Exercise requirements: Your task is to restate the data word for word.

[Stored data entries]

# # # #

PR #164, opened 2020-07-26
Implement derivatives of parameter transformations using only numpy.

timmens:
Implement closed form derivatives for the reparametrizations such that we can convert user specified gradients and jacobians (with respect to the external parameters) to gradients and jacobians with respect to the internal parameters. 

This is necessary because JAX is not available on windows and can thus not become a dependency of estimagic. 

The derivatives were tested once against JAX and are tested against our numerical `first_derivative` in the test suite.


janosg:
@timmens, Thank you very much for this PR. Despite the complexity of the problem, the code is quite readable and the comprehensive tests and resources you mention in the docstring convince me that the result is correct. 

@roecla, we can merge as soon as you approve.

# # # #

Result of this task:
PR #164, opened 2020-07-26
Implement derivatives of parameter transformations using only numpy.

timmens:
Implement closed form derivatives for the reparametrizations such that we can convert user specified gradients and jacobians (with respect to the external parameters) to gradients and jacobians with respect to the internal parameters. 

This is necessary because JAX is not available on windows and can thus not become a dependency of estimagic. 

The derivatives were tested once against JAX and are tested against our numerical `first_derivative` in the test suite.


janosg:
@timmens, Thank you very much for this PR. Despite the complexity of the problem, the code is quite readable and the comprehensive tests and resources you mention in the docstring convince me that the result is correct. 

@roecla, we can merge as soon as you approve.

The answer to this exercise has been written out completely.